Pero las posiciones hacia los soldados japoneses fueron especialmente duras durante la guerra y han sido menos tamizadas por el tiempo que las posiciones hacia el soldado alemán. Durante la guerra, se consideraba aceptable que una cartelera en una base naval norteamericana del sur del pacífico –firmada por el administrador William F. "Bull" Halsey– exhortase a "Matar japoneses, matar japoneses, matar más japoneses". Matar a los enemigos de América era la ocupación de Halsey. Sin embargo, su retórica fue sintomática de la especial ferocidad, por consideraciones raciales, de la guerra contra Japón: "Les estamos ahogando y abrasando por todo el Pacífico, y es tan placentero abrasarlos como ahogarlos". Halsey apoyaba aquél proverbio chino de que "la raza japonesa" era producto del "apareamiento entre gorilas hembra y los peores criminales chinos".
Los carteles en tiempo de guerra en los restaurantes de la Costa Oeste anunciaban: "Este restaurante envenena tanto a las ratas como a los japoneses". En 1943, el representante de la Marina en el comité que consideraba lo que debía hacerse con un Japón derrotado recomendaba el genocidio: "la práctica eliminación de los japoneses como raza". Stephen Hunter, crítico cinematográfico del Washington Post, dice que de las más de 600 películas en inglés rodadas desde 1940 acerca de la Segunda Guerra Mundial, solamente cuatro (la más notable, El puente sobre el río Kwai, de 1957), "han reconocido siquiera la humanidad" a los soldados japoneses.
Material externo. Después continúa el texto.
PR #227, opened 2017-02-28
extract the "core APIs" into a rayon-core crate

nikomatsakis:
The parallel iterator APIs remain in the rayon crate.  This allows the rayon crate to advance a major version without introducing two thread-pools.

Friendly competition to https://github.com/nikomatsakis/rayon/pull/209.

Questions:

- [x] How should the `rayon-core` docs refer to APIs in code examples? i.e., should we write `rayon::spawn` (with `rayon_core` aliased to `rayon`), `rayon_core::spawn`, or just `spawn`? 

cc @cuviper


nikomatsakis:
@cuviper ok, finally got travis happy. (Couldn't see the logs before, which was a bit of an obstacle.)

src/lib.rs
```diff
@@ -7,47 +7,15 @@
...
-pub use thread_pool::ThreadPool;
-pub use join::join;
-pub use scope::{scope, Scope};
-#[cfg(feature = "unstable")]
-pub use spawn_async::spawn_async;
-#[cfg(feature = "unstable")]
-pub use spawn_async::spawn_future_async;
-#[cfg(feature = "unstable")]
-pub use future::RayonFuture;
+pub use rayon_core::*;
```
cuviper: I'd prefer explicit re-exports for two reasons:

1. It makes the API surface of a particular `rayon` version consistent, rather than depending on what `rayon-core` lies beneath.

2. It works better with rustdoc, which only writes globs as a single re-exports link, whereas direct `pub use rayon_core::foo` creates inline documentation.

nikomatsakis: yeah, I had a feeling this was probably a bad idea ... I figured we'd never want a discrepancy, but the rustdoc thing is definitely a KO argument

Cargo.toml
```diff
@@ -7,12 +7,15 @@ license = "Apache-2.0/MIT"
 repository = "https://github.com/nikomatsakis/rayon"
 documentation = "https://docs.rs/rayon/"
 
+[workspace]
+members = ["rayon-demo", "rayon-core"]
+
 [dependencies]
+rayon-core = { path = "rayon-core" }
```
cuviper: Note, you'll have to version this before it can be published.  And this is what we'll have to raise any time there's a new `rayon-core` interface that `rayon` want to use/reexport.

nikomatsakis: oh? I thought cargo rewrote `path` dependencies?

nikomatsakis: Maybe I'm thinking of something else.

cuviper: The path-dep is in effect for local builds, but when you publish to crates.io you have to explicitly say the version of `rayon-core` to depend on.  So you do both:

    rayon-core = { path = "rayon-core", version = "0.1" }

nikomatsakis:
@cuviper ok I added a version dependency and removed `pub use rayon_core::*`

src/par_iter/internal.rs
```diff
@@ -6,7 +6,6 @@
 use join;
```
cuviper: 1.12 CI says:

```
error[E0432]: unresolved import
 --> src/par_iter/internal.rs:6:5
  |
6 | use join;
  |     ^^^^
```

nikomatsakis: bother. seems like a bug in 1.12, but ... whatever.

Issue #228, opened 2017-02-28
cleanup public surface of parallel iterator API


nikomatsakis:
The parallel iterator public API contains a whole bunch of random modules and things (e.g., for each operation, like `reduce`). We should clean it up to be more minimal, only exporting the stuff we really need, and putting all the associated types in a flat space (probably still keeping the `par_iter` module though).

### Current status

Much progress has been made in #247.

This established some principles:

- the `par_iter` module is now called `iter`; it contains only things specific to the traits themselves
- parallel iterator types for existing collections and types (e.g., for slices) are named `FooIter` (e.g., `SliceIter`) and placed in top-level modules (e.g., `rayon::slice::SliceIter`)
- we generally are not exposing the means to "re-implement" the combinators like `map` unless we have a reason to do so (e.g., there is no public constructor on `iter::map::Map`, nor free function version of the `map()` method). This is because those methods are not expected to be overridden (and, if they are, it's unlikely that `Map` would be of use). We can revisit this if there is demand.

### Open questions to be resolved

- [x] What should we call `iter::internal` and should it move somewhere else in the hierarchy?
- [x] What should we do about the `MapOp` hierarchy in `iter`?
- [x] What should we do about the `ReduceOp` hierarchy in `iter`?
- [x] Should we make the `ChunksIter` stuff less general, more like `ParallelString`?
    - right now, its a trait that acts as though many types might implement it, though only `[]` does so, and it's not clear it's general enough for other things yet

Kerollmops:
I think that rewriting [Type Parameters to be more concise](https://doc.rust-lang.org/1.0.0/style/style/naming/README.html) can be a good thing, no ?

nikomatsakis:
@Kerollmops I ... obviously strayed from the style guidelines intentionally, but I think I've decided that the longer names are not so readable. CamelCase I am actively against, though, because I tried it and found it kind of confusing (it was hard to tell which is a type parameter and which is a type).

nikomatsakis:
That said, it's not part of the public API.

nikomatsakis:
(In the sense that it's not a breaking change if we change them later.)

nikomatsakis:
@Kerollmops see https://github.com/nikomatsakis/rayon/issues/249

nikomatsakis:
@cuviper I moved the comments of yours that I did not address in #247 into a list of "unresolved questions" at the top of this issue.

cuviper:
[...]

PR #247, opened 2017-03-03
Simplify public API of the `par_iter` module

nikomatsakis:
This is a first stab at simplifying the public API of the `par_iter` module. Here are the rules I used:

- Expose everything "flat" in the `par_iter` module except for the `internal` traits (`Producer`, etc). 
- Expose only those things that appear in the public interface of the `ParallellIterator` traits.
    - In particular, things like `EnumerateProducer` do not need to be exposed, because the `ExactParallelIterator` trait uses the "double indirection" so that it is never named.
    - To aid in this goal, I adopted the convention of never using `foo::` in public API surface, so that I am forced to `pub use, and **only** using `foo::` inside method bodies, so that I never need to `use`.

I'm pretty happy with how it turned out, but I did run into some questions:

- [x] What should we call the `internal` module? That name seems not great.
- [x] Should the internal APIs remain `#[doc(hidden)]`?
- [x] Do we care that the `new` methods on types like `Enumerator` are publicly surfaced? We could avoid this with more effort (e.g., use a free-function).
- [x] Do we want to expose the "free function" form of things like `find()` (e.g., `find::find()`). I am inclined to say "no" unless there is a demand. Similarly for things like the producer types.
- [x] Naming convention: I used `Combinator` if it is a parallel iterator combinator (e.g., `Enumerate`, `Zip`) and `CollectionIter` if is a `ParallelIterator` implementation for a collection (e.g., `SliceIter`, `RangeIter`). Before we had a mix. This seems to be in the *spirit* of the libstd conventions. However, I am not crazy about the `CollectionIter` convention. I also considered `par_iter::collection::ParIter`, or `CollectionParIter`. Thoughts?


nikomatsakis:
cc #228 -- this is at least a partial fix, and maybe a complete one.

cc @cuviper

cuviper:
> What should we call the internal module? That name seems not great.

I agree it's not great, but I don't have better ideas. `imp` (implementor)? `low` (as in low-level)?

> Should the internal APIs remain #[doc(hidden)]?

No, we need to show them IMO, but we should make sure they're at the end of the list.

> Do we care that the new methods on types like Enumerator are publicly surfaced? We could avoid this with more effort (e.g., use a free-function).

It's not a *big* deal, but I would prefer a free function.

> Naming convention

I think your choice is fine, and the consistency is good.

src/par_iter/mod.rs
```diff
@@ -14,52 +14,69 @@
...
+mod slice;
+pub use self::slice::{SliceIter, ChunksIter};
+mod slice_mut;
+pub use self::slice_mut::{SliceIterMut, ChunksMutIter};
+mod string;
+pub use self::string::{ParallelString, Pattern, ParChars, ParSplit,
+                       ParSplitTerminator, ParLines,
+                       ParSplitWhitespace};
+mod map;
+pub use self::map::{Map, MapOp, MapFn, MapCloned, MapInspect};
```
cuviper: I don't love having this `Map` hierarchy exposed.  Can we instead have specific `Cloned`, `Inspect`, `Map` (formerly `MapFn`) types, and hide the common `Map` in implementation?

src/par_iter/mod.rs
```diff
@@ -14,52 +14,69 @@
...
-pub mod vec;
-pub mod option;
-pub mod collections;
-pub mod noop;
-pub mod rev;
+mod for_each;
+mod fold;
+pub use self::fold::Fold;
+mod reduce;
+pub use self::reduce::{ReduceOp, SumOp, ProductOp};
```
cuviper: I don't love the `ReduceOp` hierarchy either, but I think we might be able to do away with the whole lot in #252.

src/par_iter/mod.rs
```diff
@@ -14,52 +14,69 @@
...
+mod take;
+pub use self::take::Take;
+mod slice;
+pub use self::slice::{SliceIter, ChunksIter};
+mod slice_mut;
+pub use self::slice_mut::{SliceIterMut, ChunksMutIter};
+mod string;
+pub use self::string::{ParallelString, Pattern, ParChars, ParSplit,
+                       ParSplitTerminator, ParLines,
+                       ParSplitWhitespace};
```
cuviper: Should these get `String`-specific names somehow?  Or maybe this is a large enough chunk of functionality to actually deserve a submodule, just `pub mod string;` and be done.

src/par_iter/mod.rs
```diff
@@ -14,52 +14,69 @@
...
+mod reduce;
+pub use self::reduce::{ReduceOp, SumOp, ProductOp};
+mod skip;
+pub use self::skip::Skip;
+mod take;
+pub use self::take::Take;
+mod slice;
+pub use self::slice::{SliceIter, ChunksIter};
+mod slice_mut;
+pub use self::slice_mut::{SliceIterMut, ChunksMutIter};
```
cuviper: I mentioned I wanted to prototype making the slice extensions to look more like `ParallelString` -- if we do that, I think a `pub mod slice` makes sense too.

cuviper:
While I'm thinking of the module layout, we could flatten this too:

- `rayon`
    - `prelude` should be emphasized
    - `iter`  (`par_` is somewhat redundant)
    - `slice`
    - `string`
    - `internal` (wearing its new bikeshed color)

I think having modules as siblings is cleaner, and also makes a little bit of a test that the necessary functionality is all public, whereas submodules get to cheat a little.

cuviper:
FWIW, I'd be happy with iterating these points over multiple PRs, especially since one massive PR will be disruptive to any other changes we might be considering in the meantime.  So if you want, I say go ahead and merge this as a partial fix for #228, to be continued...

nikomatsakis:
@cuviper ok, I agree, I think I'll apply some of your changes, but land it roughly as-is, and we can then discuss the precise setup on #228.

nikomatsakis:
@cuviper 

ok, so I adjusted the module hierarchy more-or-less as you requested. The one thing I did not do is move or rename `internal` -- I think I prefer it to be caller `rayon::iter::internal` rather than just `rayon::internal`, since its contents are basically specific to the parallel iterator traits, right? That is, I view these as being "part of" the parallel iterator traits.

I also left `MapOp`, `ReduceOp`, and friends as they are.

So the current module hierarchy becomes:

- rayon
    - iter
    - option
    - prelude
    - range
    - slice
    - string
    - vec

nikomatsakis:
@cuviper ok, I think I addressed most everything. I'm going to merge this, presuming that the CI is happy.

Note: I did not leave "deprecated" paths for things that were moved around. That's a pain and I don't know how to do it. =)

Issue #246, opened 2017-03-03
[docs] the `Take` struct needs docs


nikomatsakis:
The `Take` struct implements the parallel iterator `take()` combinator. It needs some simple docs that say precisely that and link to `take()` method for more information.

Issue #245, opened 2017-03-03
[docs] the `Skip` struct needs documentation


nikomatsakis:
The `Skip` struct implements the parallel iterator `skip()` combinator. It needs some simple docs that say precisely that and link to `skip()` method for more information.

nikomatsakis:
Done in #248.

Issue #243, opened 2017-03-03
[docs] the `Fold` struct needs documentation


nikomatsakis:
The `Fold` struct implements the parallel iterator `fold()` combinator. It needs some simple docs that say precisely that and link to `fold()` method for more information.

nikomatsakis:
Done in #248.

Issue #242, opened 2017-03-03
[docs] the `FromParallelIterator` trait needs documentation


nikomatsakis:
`FromParallelIterator` is used to drive the `collect()` method. It defines collections that can be created by parallel iterators. Probably it just needs to say that and point to `collect()`.

nikomatsakis:
Done in #248.

PR #248, opened 2017-03-03
Add simple docs to various iterators with links.

leshow:
closes: #246 #245 #243 #242 #241 #240 #239 #238 #237

### DIFF
--- a/src/par_iter/from_par_iter.rs
+++ b/src/par_iter/from_par_iter.rs
@@ -5,6 +5,14 @@ use std::hash::{BuildHasher, Hash};
 use std::collections::LinkedList;
 use std::collections::{BinaryHeap, VecDeque};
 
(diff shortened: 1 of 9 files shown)


src/par_iter/from_par_iter.rs
```diff
@@ -5,6 +5,11 @@ use std::hash::{BuildHasher, Hash};
 use std::collections::LinkedList;
 use std::collections::{BinaryHeap, VecDeque};
 
+/// `FromParallelIterator` implements the conversion to a [`ParallelIterator`].
```
cuviper: This is a conversion *from* a parallel iterator, and it should be mentioned that this is used by the `collect` method.

leshow: Thanks for that, I've made that change and added the link to `collect()`

nikomatsakis:
This is awesome. Thanks!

La empatía por el infortunio del enemigo común obligado quizá sea un lujo de posguerra; ciertamente es un logro civilizado, un logro de imaginación moral que con frecuencia precisa de la asistencia del arte. Este es el motivo por el que resulta notable que "Cartas desde Iwo Jima", de Clint Eastwood, fuera una de las cinco películas nominadas a mejor película. Es un espectáculo tenso. Un intento inclemente de llegar tan cerca como el cine pueda aproximarse a la realidad del combate, especialmente la lucha que mató a 6.821 americanos y a los 22.000 soldados japoneses de la pequeña isla (ocho millas cuadradas) de lava negra, a excepción de 1083. ¿Recuerda los 15 primeros minutos ardientes de Salvar al soldado Ryan, la carnicería de la Playa de Omaha? Se supera en Cartas desde Iwo Jima, con cambios espeluznantes.
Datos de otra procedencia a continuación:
Issue #233, opened 2017-03-03
[docs] document the `Scope` struct


nikomatsakis:
The `scope::Scope` struct in `rayon-core` needs documentation. The use of scopes is reasonably well documented on the `scope::scope` function, so probably the type itself just needs to say something like "Represents a fork-join scope which can be used to spawn any number of tasks. See `scope()` for more information."

dethoter:
Can this issue be closed?

cuviper:
Ah, yes, thanks!

PR #251, opened 2017-03-04
Added the exact doc string recommended in the comment

petezhut:
Just added the struct docstring for #233

### DIFF
--- a/rayon-core/src/scope/mod.rs
+++ b/rayon-core/src/scope/mod.rs
@@ -16,7 +16,7 @@ use unwind;
 mod test;
 
 /// Represents a fork-join scope which can be used to spawn any number 
-/// of tasks. See scope() for more information.
+/// of tasks. See [`Scope()`] for more information.
 pub struct Scope<'scope> {
     /// thread where `scope()` was executed (note that individual jobs
     /// may be executing on different worker threads, though they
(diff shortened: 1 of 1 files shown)


leshow:
You've got to add an internal link to get `scope()` to link properly. I recently did a bunch of these, have a look at how to do it:

https://github.com/leshow/rayon/commit/c4928f73efe15f5f4b538a518455d719d5b8575f

petezhut:
I'll update it!

rayon-core/src/scope/mod.rs
```diff
@@ -15,6 +15,8 @@ use unwind;
 #[cfg(test)]
 mod test;
 
+/// Represents a fork-join scope which can be used to spawn any number 
+/// of tasks. See [`Scope()`] for more information.
```
nikomatsakis: This isn't quite right. For one thing, the name of the function is not capitalized, and you also need a link. Something like this is probably right:

    See [`scope()`][s] for more information.
    
    [s]: fn.join.html

petezhut: Ah.  I'm very unfamiliar with whatever parsing engine you are planning to use for doc generation, so this is a brand new experience.  I'll give it another shot!

nikomatsakis: @petezhut it's just markdown; you can check the output locally by running `cargo doc`, I think

PR #253, opened 2017-03-10
Fix compile-fail tests and broaden CI

cuviper:


cuviper:
We weren't running the compile-fail tests, nor any rayon-core tests.  😢

nikomatsakis:
d'oh

PR #254, opened 2017-03-10
Minor edits to description of work-stealing in README

mbrubeck:
When I was first learning about work stealing, the mention of "a central queue" here confused me.  I hope this expanded description is clearer.

[Rendered](https://github.com/mbrubeck/rayon/blob/docs/README.md#how-it-works-work-stealing)

### DIFF
--- a/README.md
+++ b/README.md
@@ -190,15 +190,15 @@ and dynamically ascertain how much parallelism is available and
 exploit it. The idea is very simple: we always have a pool of worker
 threads available, waiting for some work to do. When you call `join`
 the first time, we shift over into that pool of threads. But if you
-call `join(a, b)` from a worker thread W, then W will place `b` into a
-central queue, advertising that this is work that other worker threads
-might help out with. W will then start executing `a`. While W is busy
-with `a`, other threads might come along and take `b` from the
-queue. That is called *stealing* `b`. Once `a` is done, W checks
-whether `b` was stolen by another thread and, if not, executes `b`
-itself. If `b` *was* stolen, then W can just wait for the other thread
-to finish.  (In fact, it can do even better: it can go try to find
-other work to steal in the meantime.)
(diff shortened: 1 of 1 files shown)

El mando japonés en la isla, Tadamichi Kuribayashi, al igual que el almirante que atacó Pearl Harbor, Isoroku Yamamoto, era un guerrero cosmopolita que había vivido en América, a la que nunca había dejado de admirar. En el 2005, un equipo de arqueólogos japoneses, que exploraban las cavernas de la isla creadas por el hombre en busca de artefactos de batalla, descubrió una saca de correo no entregado procedente de Kuribayashi y otros soldados y oficiales. Todos los escritores sabían que hacían frente a una fuerza aplastante –Japón no tenía asistencia que enviar– y estaban condenados a muerte en concordancia con el código militar japonés, que prohibía la rendición e instaba al suicidio.
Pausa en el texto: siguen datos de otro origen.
PR #258, opened 2017-03-11
add stack_size parameter to Configuration (fixes #179)

### LINKED ISSUE #179: ability to set stack size for worker threads
Similar to #142, which concerns thread names, can the `stack_size` of `std::thread::Builder` be exposed through the `Configuration` to set the stack size for rayon's worker threads?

Las fuerzas japonesas cometieron con frecuencia barbaridades peores incluso que las cometidas por el ejército regular alemán, y es difícil exagerar la culpabilidad de las órdenes dictadas por los bárbaros. Sea como fuere, el contenido de las cartas humaniza a los soldados japoneses, cuyo fatalismo era la respuesta razonable a lo irracional. Los espectadores de esta película, aunque conmovidos con orgullo y la gratitud por el valor de los Marines americanos, no se sentirán inclinados a mostrar su alegría. Estamos alcanzando la sensibilidad del capitán Philip.